Is today’s science where the software industry was in the 70s?

by | Mar 3, 2014 | regular

Today there are literally billions of apps that you can download to your smartphone anywhere in the world and start using in seconds. Imagine a totally different world though, one where in order to use an App you had to buy a new phone each time or spend weeks developing it yourself. This was more or less the state of the computing world up until the 1980s. 

There’s a recent blog post called “The Myth of the Fall” regarding open source software. In it the argument is made that up to the 70s/early 80s it was all proprietary software, and that’s because the differing architectures made it impossible for a software program to be compatible with more than one computer – what we call “portability.” It was as if in order to use the same software you first had to first translate it into the specific language that a particular computer could “speak.” Reusing programs, one of the key benefits to open source, just wasn’t practical.
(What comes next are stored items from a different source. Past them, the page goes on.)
PR #2505, opened 2018-09-16
Add Chain docs

LukaJCB:
Some documentation for `Chain`. Partially adopted from the blog post I wrote recently, but with more detail and a short mention of `NonEmptyChain` as well.


kailuowang:
thank you @easel and @Daenyth for the review, really helpful.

Progress was cumbersome.

It took decades for dedicated individuals to engineer the hardware architectures needed for software portability and just as long for communities to adopt the common standards to make it possible. Once that was established, then open source software such as the Unix operating system could flourish and now the world literally runs on open source – and you can download countless apps to your phone. (Some nice parallels to the billions of years of evolution it took to get past single-cell organisms and into the multi-cellular explosion once it did happen)

Could it be that our science today, and in particular scholarly publishing, is where we were at with software in the 1970s? Software had to battle with incompatible computer hardware in the 70s, and in science we have cultural practices and business models that limit the reuse and dissemination of scholarly knowledge. Paywall publishers continue to lobby against Open Access, much like the 1970s IBM tried to convince us that personal computers weren’t needed – until Apple showed us what could be done with them. The result is that we aren’t making as much progress as we might otherwise achieve. Academic publishing today is like the non-portable software we had 30 years ago. That’s slowly changing though.

The Open Access movement today is to scientific progress as Open Source software was to the information technology explosion that began in the 1980s. And as common hardware architectures greased the wheels for open source to thrive, so do today’s emerging reproducibility and data availability initiatives hint towards a budding scientific explosion. Government and funding agency mandates for Open Access are also greasing those wheels, so that science is more “portable” and accessible to a larger audience.

Our mission at PeerJ is to efficiently publish the world’s knowledge, so that we can tackle this century’s greatest challenges. It’s going to take a modern update to how we think about doing science and publishing to achieve this. Because of that mission we don’t view PeerJ as a publisher in the traditional sense and you’ll continue to see us marching to the beat of a 21st century drum. Our job is to grease the wheels of science by getting scholarly knowledge (of any size) out there as far and as cheap as possible – with a few carrots thrown in for motivation. The software industry is a model we can all take a good look at and have confidence in for what is possible when “Open” is embraced.